Lines of the listing that contain "default" need to be copied.
####
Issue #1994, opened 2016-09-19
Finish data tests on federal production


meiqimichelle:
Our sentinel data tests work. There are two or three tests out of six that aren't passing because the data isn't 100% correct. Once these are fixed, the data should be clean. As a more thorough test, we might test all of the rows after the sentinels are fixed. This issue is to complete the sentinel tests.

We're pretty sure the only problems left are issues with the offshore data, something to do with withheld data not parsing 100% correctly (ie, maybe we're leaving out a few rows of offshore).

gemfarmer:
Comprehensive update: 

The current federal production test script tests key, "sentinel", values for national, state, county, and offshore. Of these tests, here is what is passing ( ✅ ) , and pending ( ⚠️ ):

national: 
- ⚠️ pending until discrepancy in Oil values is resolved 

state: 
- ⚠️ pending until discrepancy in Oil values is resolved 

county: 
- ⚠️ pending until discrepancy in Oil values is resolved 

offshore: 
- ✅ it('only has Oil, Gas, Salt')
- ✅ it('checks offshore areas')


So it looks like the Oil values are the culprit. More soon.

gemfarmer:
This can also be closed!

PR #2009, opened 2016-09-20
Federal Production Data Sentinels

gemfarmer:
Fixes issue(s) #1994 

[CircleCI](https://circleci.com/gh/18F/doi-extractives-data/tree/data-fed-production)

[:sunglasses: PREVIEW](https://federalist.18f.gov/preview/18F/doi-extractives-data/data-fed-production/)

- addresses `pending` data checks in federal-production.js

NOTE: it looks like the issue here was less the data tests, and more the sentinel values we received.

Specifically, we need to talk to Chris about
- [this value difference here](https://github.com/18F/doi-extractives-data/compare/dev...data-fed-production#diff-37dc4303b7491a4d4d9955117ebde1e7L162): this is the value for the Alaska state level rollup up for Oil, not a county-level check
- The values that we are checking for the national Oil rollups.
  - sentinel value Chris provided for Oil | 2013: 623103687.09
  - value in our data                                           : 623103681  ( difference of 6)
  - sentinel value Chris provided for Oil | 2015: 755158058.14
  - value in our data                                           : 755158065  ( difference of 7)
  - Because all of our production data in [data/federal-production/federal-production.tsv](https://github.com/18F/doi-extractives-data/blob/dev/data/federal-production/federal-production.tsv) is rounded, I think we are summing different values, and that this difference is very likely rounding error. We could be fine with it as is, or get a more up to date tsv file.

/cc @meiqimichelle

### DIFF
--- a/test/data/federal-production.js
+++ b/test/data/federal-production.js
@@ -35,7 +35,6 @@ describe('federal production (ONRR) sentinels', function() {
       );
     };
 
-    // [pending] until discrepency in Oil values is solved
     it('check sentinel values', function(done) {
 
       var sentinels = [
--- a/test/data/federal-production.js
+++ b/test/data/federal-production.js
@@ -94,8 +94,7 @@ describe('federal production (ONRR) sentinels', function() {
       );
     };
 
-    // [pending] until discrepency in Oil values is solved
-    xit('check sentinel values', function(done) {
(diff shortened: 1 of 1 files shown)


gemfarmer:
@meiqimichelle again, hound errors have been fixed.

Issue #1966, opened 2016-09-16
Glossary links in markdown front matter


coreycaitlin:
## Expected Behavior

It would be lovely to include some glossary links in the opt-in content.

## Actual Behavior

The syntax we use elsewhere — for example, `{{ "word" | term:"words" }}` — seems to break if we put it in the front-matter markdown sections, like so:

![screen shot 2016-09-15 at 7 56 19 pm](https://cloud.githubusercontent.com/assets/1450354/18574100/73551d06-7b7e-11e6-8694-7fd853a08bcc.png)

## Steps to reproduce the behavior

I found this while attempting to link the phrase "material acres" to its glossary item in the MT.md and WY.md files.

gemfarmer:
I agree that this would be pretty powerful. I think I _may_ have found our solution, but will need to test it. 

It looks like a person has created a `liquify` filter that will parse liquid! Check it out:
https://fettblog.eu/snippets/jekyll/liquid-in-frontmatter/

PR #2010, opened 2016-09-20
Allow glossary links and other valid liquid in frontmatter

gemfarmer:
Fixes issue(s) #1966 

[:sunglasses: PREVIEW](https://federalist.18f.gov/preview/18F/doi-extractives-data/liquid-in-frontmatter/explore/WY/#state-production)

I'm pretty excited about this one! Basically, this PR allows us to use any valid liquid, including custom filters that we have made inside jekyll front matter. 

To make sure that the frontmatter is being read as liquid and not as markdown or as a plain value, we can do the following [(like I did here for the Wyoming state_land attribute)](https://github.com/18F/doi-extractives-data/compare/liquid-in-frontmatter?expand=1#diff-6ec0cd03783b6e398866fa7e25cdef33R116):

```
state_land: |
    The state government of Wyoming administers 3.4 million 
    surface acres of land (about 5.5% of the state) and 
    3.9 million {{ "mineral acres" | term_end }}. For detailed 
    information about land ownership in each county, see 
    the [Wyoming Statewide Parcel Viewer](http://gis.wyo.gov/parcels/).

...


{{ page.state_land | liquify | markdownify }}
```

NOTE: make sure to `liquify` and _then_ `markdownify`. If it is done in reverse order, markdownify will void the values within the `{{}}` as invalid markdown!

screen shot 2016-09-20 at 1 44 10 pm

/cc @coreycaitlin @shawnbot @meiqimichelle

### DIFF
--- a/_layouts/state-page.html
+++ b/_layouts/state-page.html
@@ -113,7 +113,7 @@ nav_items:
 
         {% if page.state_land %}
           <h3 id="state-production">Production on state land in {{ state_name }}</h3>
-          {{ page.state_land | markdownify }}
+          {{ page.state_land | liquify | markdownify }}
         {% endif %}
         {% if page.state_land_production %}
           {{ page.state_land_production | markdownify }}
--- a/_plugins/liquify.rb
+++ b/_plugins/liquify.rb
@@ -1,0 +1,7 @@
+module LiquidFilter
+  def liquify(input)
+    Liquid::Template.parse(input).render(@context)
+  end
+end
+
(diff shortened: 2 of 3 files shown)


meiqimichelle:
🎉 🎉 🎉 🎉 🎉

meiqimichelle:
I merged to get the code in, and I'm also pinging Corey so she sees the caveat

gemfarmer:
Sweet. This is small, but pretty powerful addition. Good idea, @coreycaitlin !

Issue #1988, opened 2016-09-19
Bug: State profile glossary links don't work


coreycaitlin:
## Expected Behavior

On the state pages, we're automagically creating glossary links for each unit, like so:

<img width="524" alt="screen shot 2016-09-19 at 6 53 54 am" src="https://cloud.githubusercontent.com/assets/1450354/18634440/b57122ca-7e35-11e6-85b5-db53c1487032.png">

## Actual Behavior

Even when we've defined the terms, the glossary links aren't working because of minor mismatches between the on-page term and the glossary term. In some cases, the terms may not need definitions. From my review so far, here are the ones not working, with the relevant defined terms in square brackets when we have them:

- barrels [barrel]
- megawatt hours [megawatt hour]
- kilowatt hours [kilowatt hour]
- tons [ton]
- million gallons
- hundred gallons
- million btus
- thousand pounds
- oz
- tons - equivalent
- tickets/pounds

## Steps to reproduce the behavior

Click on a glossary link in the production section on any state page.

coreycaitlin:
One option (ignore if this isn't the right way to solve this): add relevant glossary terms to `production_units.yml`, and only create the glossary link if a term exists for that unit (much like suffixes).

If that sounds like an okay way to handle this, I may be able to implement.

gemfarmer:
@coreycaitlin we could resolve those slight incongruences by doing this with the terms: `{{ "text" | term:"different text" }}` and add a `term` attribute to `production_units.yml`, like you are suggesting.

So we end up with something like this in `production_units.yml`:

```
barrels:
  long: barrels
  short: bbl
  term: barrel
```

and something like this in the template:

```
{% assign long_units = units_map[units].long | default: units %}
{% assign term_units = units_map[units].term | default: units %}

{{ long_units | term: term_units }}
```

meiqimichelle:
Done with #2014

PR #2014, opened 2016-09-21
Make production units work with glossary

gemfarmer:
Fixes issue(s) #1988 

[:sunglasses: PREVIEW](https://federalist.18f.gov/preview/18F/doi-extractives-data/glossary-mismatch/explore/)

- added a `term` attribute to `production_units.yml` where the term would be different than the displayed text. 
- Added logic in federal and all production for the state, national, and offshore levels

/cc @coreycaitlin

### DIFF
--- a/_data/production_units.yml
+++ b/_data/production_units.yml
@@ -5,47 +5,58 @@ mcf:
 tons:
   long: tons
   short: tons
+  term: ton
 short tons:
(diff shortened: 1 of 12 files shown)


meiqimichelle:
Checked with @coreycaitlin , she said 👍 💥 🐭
####
| REPLY |
{% assign long_units = units_map[units].long | default: units %}
{% assign term_units = units_map[units].term | default: units %}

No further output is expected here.